My Replay 5040 still works, and still has commercial advance. I know nothing about Tivo, except when I was researching what DVR to purchase several years ago, there were many reviews that indicated ReplayTV was superior.

I put in a much larger hard drive and have about 90 hours of movies, etc on it. Since I have two HR20s, I no longer record on it.

I agree with the many former Replay owners that it has many superior features compared to DTV, including remote booking, MRV, commercial skip, and superior CSR (at least in the past).

One of its best features is a program search that DTV doen't even come close to equaling. It has a large number of "zones" that can be selected for selective searching. Included are zones to find all 4 star, 3 1/2 star, 3 star, etc. rated movies that are scheduled to show. Using the 4 star zone, I have found and recorded many excellent old movies, even including a few silent movies made in the 1920's.
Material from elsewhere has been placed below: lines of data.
PR #219, opened 2026-09-05
fix(storage): the SurrealDB change readers return the record type sync consumes

RobertSigmundsson:
## Summary

- `SurrealDBStorage.get_changes_since` and `get_unsynced_changes` return `ChangeEntry`, the record type `SyncEngine` actually reads and the in-memory backend already returns, instead of `SyncChange`.
- Adds a live test that performs the two attribute accesses `SyncEngine` performs, rather than asserting on types alone.

## Why

`SyncEngine` reads `change.id` and calls `change.changed_at.isoformat()` on whatever these two readers hand back. `SyncChange` has no `id`, and its `changed_at` is a `str`. So on the SurrealDB backend both sync paths raised before sending anything. Reproduced against a live database:

```
'SyncChange' object has no attribute 'id'
'str' object has no attribute 'isoformat'
```

The first fires in `create_sync_request`, the second in `process_sync_request` — the device side and the hub side respectively, so neither direction of a sync survives.

The abstract methods in `storage/base.py` are annotated `-> list[Any]`, which is how two backends came to return different record types from the same call with nothing complaining. `test_change_log.py` already pins `ChangeEntry` for the in-memory backend; there was no equivalent on this side.

## Which side to change

The SurrealDB side, for two reasons. `ChangeEntry` carries `brain_id` and `synced`, and `SyncChange` has nowhere to put them — converting the other way would lose information the caller may want. And `SyncEngine` builds `SyncChange` objects from these results itself, a few lines later; it is the wire format, not the storage format.

## Changes

- `storage/surrealdb/store.py`: a shared `_row_to_change_entry` builds the record; both readers use it. `sequence` comes back from the SDK as an `int` and `changed_at` as a `datetime` — both measured — but the helper coerces anyway, since a row written by an older build may carry either, and falls back to the current time rather than raising on a value it cannot parse. A sync read should not be the thing that dies on one malformed row.
- `tests/unit/test_surrealdb_sync_change_entry_live.py` (new): asserts the returned objects are `ChangeEntry`, and then performs `change.id` and `change.changed_at.isoformat()` for real.

## This is stacked on the `change_log` FLEXIBLE fix, and has to be

On a database whose `change_log.payload` is still declared without `FLEXIBLE`, this bug is **unreachable**: no change-log row is ever written, so the readers hand back an empty list and nothing raises. That is the reason the obvious reproduction for this one does not work on a stock database — and it is also why this branch carries that fix as its first commit rather than pretending to be independent.

Measured, because I got this wrong first time round: on a **fresh** namespace the live tests here fail without that schema change, and this repository's `Integration (SurrealDB)` job starts a fresh v3.2.0 instance for every run. So a version of this PR that did not carry the schema fix would arrive with a red CI — which is the first item on the AI-slop list in `CONTRIBUTING.md`, and rightly so.

The diff therefore shows two commits. Once the schema fix merges, this branch rebases to one and the diff shrinks to the reader change alone; the two also conflict textually in `storage/surrealdb/store.py` and `tests/unit/_surrealdb_live.py`, where both add a symbol immediately after the same anchor, and that conflict is already resolved here. Happy to reopen this as a single-commit PR afterwards if you would rather review it that way.

## Test plan

- [x] `pytest tests/unit/test_surrealdb_sync_change_entry_live.py` — 2 passed against a live SurrealDB v3.2.0, on a **freshly created** namespace rather than a reused one.
- [x] With `store.py` reverted to `main` and the tests kept, both fail — the first on `AssertionError: got ['SyncChange']`.
- [x] `pytest tests/unit/test_change_log.py` — 23 passed, unchanged; the in-memory contract this aligns with is untouched.
- [x] `pytest tests/ --timeout=120 -m "not stress"` — the `Integration (SurrealDB)` job's own command, serial, on a freshly created namespace — 7288 passed, 48 skipped, 1 xfailed, which is `main`'s 7285 plus three tests: the two added here and the one that comes with the schema commit this is stacked on. Two tests in `tests/unit/test_dashboard_brains_scope.py` fail under `-n` on this branch and on `main` alike — they collide with one another on a shared database — and pass when the suite runs serially, which is how the `Integration` job runs it.
- [x] Coverage stays above the CI gate; the branch adds tests and no production code beyond the two commits described.

## Verified by

@RobertSigmundsson


acidkill:
Pushed a merge of `main` onto the branch: `store.py` keeps the `_row_to_change_entry` helper over the (empty) main side, and `_surrealdb_live.py` resolves as the union of the brain-name entries with #208/#218. ruff and both docs gates verified locally.

acidkill (approved):
Reviewed the full diff. ChangeEntry is what SyncEngine actually consumes (id + datetime changed_at) — the SyncChange returns made both sync paths AttributeError on the only production backend; coercions keep older-build rows readable. Merge-of-main pushed to clear the stacked #218/#208 textual overlaps (union in the brain-name set).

Let's hope DTV will incorporate some of Replay's superior features!


----------



## GP245 (Aug 17, 2006)

Wouldn't be surprised in TiVo goes into play - being gobbled up by Dish or a large cable MSO.

It sure would solve some of the law suits.

Direct has some new found credibility.

Can't wait for Malone and Company to take over and make some magic happen.

I can dream. Can't I?


----------



## Ken S (Feb 13, 2007)

Goodwin said:


> Let's hope DTV will incorporate some of Replay's superior features!


I doubt it will happen. DirecTV doesn't need to compete with anyone in the DVR market...they get to dictate what plays on their system. They really have little financial incentive to make a great machine...cheap is more the goal.

Most of their customers won't know the difference and wouldn't pay more for a better system anyway. They don't really want to pay anything if you read these forums and then wonder why they're getting slapped together technology.

Down the road IPTV may allow competitors into the marketplace again...but I'm sure there's a lot of effort and money being spent to limit that from happening.


----------



## RAD (Aug 5, 2002)

Ken S said:


> I doubt it will happen. DirecTV doesn't need to compete with anyone in the DVR market...they get to dictate what plays on their system. They really have little financial incentive to make a great machine...cheap is more the goal.


I don't know about that, while D* doesn't have to compete with selling an open DVR they do need a DVR that will compete with the DVR's that other service providers offer. If you look at comments from E* customers there's a number that say they would switch to D* if it wasn't for their DVR's not having all the features that the 622/722 does. IMHO D* needs to add some features that help differ their product from the others, and adding things like remote booking and MVR would help do that, both of these features Replay had in their DVR's years ago.


----------



## rahlquist (Jul 24, 2007)

mitchelljd said:


> .......the HR20 and HR21 are finally more stable, though not completely......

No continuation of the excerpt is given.